Bab 4: Mimpi yang Diusahakan

285 4 0
                                    

Hari berikutnya, seorang pelanggan naik ke lantai atas.

Adam tidak lagi harus mengendap-endap dan menguping pembicaraan di depan pintu ruangan Miki. Kini, ia bisa menyaksikan transaksi mimpi itu langsung di depan matanya. Adam berdiri di samping Miki yang tengah duduk berhadapan dengan seorang lelaki yang tampak nelangsa. Bagai seorang pengawal, Adam mengambil posisi tegap dengan tangan yang disilangkan di belakang punggungnya. Tidak ada yang menyuruhnya bersikap seperti itu. Ia hanya merasa terhormat diberi kesempatan oleh Miki untuk terlibat dalam proses transaksi kali ini. Baginya, ini hal baru yang menyenangkan.

“Huaaa.. Bang tolongin gua, Bang!”

Belum juga Miki memulai percakapan, lelaki dengan rambut lurus berponi miring yang hampir menutupi sebelah matanya itu sudah menangis meraung-raung.

“Tenang dulu, Mas.” ucap Miki menepuk-nepuk pundak lelaki itu, sementara sebelah tangannya menyikut Adam. “Dam, ambilin tisu, Dam.”

Adam yang sedari tadi memang sudah mengaktifkan mode pelayan langsung sigap. “Siap, Bang!” Setengah berlari, ia bergegas keluar ruangan dan menuruni tangga. Tak butuh waktu lama, Adam sudah kembali dengan sekotak tisu di tangan.

“Huhuhu.. sakiiit hati gua, Bang. Nggak sanggup gua diginiin!” Lelaki itu melanjutkan raungannya. “Mending gua mati aja daripada harus kayak gini!”

“Dam, ambilin pisau, Dam.”

“Siap, Bang! Eh?”

Adam terdiam. Lelaki itu terdiam. Cicak yang merayap di dinding juga ikut diam.

“Nah, gitu dong! Tenang dulu,” sahut Miki santai. “Mas coba ceritain dulu deh kronologinya dari awal kayak gimana.”

Lelaki itu menghela napas yang tidak sadar sempat ditahannya. “Jadi gini, Bang. Dulu gua lahir tahun..”

“Nggak sejauh itu, Mas. Langsung aja ke inti ceritanya,” potong Miki.

“Oh, kirain. Jadi, kemarin gua ke rumah Astuti, Bang.”

“Astuti siapa?”

“Pacar gua, Bang. Gua niatnya kan mau melamar dia. Gua udah prepare tuh dari rumah, pakai baju rapi, dandan yang cakep, bawain martabak. Eh nyampe sana, gua ditolak, Bang. Huhu..”

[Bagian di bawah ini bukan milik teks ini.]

PR #277, opened 2021-02-17
Fix broken mini-compile test

shayne-fletcher:
- Failed to notice but mini-compile test broke recently, this fixes it
- Also take the chance to sync to https://gitlab.haskell.org/ghc/ghc.git @ `dbf8f6fe12db67b96412015a01646ce800f9988a`

### DIFF
--- a/examples/mini-compile/test/MiniCompileTest.hs
+++ b/examples/mini-compile/test/MiniCompileTest.hs
@@ -82,6 +82,7 @@ data KindRep = KindRepTyConApp TyCon [KindRep]
 
 data TypeLitSort = TypeLitSymbol
                  | TypeLitNat
+                 | TypeLitChar
 
 data TyCon = TyCon Word# Word#           -- Fingerprint
                    Module                -- Module in which this is defined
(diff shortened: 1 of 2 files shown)


examples/mini-compile/test/MiniCompileTest.hs
```diff
@@ -82,6 +82,7 @@ data KindRep = KindRepTyConApp TyCon [KindRep]
 
 data TypeLitSort = TypeLitSymbol
                  | TypeLitNat
+                 | TypeLitChar
```
cocreature, line 85: maybe worth thinking about testing this on CI so we notice it breaks next time.

cocreature (approved):
Thanks!

examples/mini-compile/test/MiniCompileTest.hs
shayne-fletcher: yeah. we need an improvement. expect testing would have caught this. i'll raise an issue.

shayne-fletcher: https://github.com/digital-asset/ghc-lib/issues/278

“Masnya bawa martabak semalem kali?”

“Bukan, Bang! Gua beli kemarin sorenya.”

Miki terdiam. Adam terdiam. Cicak di dinding meninggalkan ruangan.

“Tapi bukan gara-gara martabak, Bang. Bokapnya nggak setuju karena gua pelukis jalanan. Menurut dia, pekerjaan gua nggak ada masa depannya. Gua dikatain miskin, Bang!”

“Padahal nggak?”

“Padahal nggak usah diperjelas juga gua tahu, Bang.”

Miki diam. Adam menunduk, berbisik di telinga Miki. “Pisaunya jadi saya ambilin, Bang?”

“Padahal dulu Astuti jatuh cinta sama gua gara-gara lukisan gua juga.” Lelaki itu melanjutkan ceritanya. “Dia bilang gua berbakat, lukisan gua bagus kayak lukisannya Van Gogh waktu masih magang. Bahkan lukisan gua terpajang rapi di dinding rumah dia, tapi bisa-bisanya gua ditolak di depan lukisan gua yang nggak berdosa itu!”

“Jadi, kamu mau apa sekarang?” tanya Miki.

“Gua nggak mau ngelukis lagi, Bang. Trauma gua!” seru lelaki itu sembari menepuk dadanya. “Bakat gua yang berharga ini bisa ditukar dengan pekerjaan yang gajinya lebih stabil aja nggak, Bang?”

“Bisa.. Bisa.. Kamu mau pekerjaan yang gimana?”

“Apa aja deh, Bang, yang penting kerjanya pakai seragam biar gua nggak dibandingin mulu sama si Jupri.”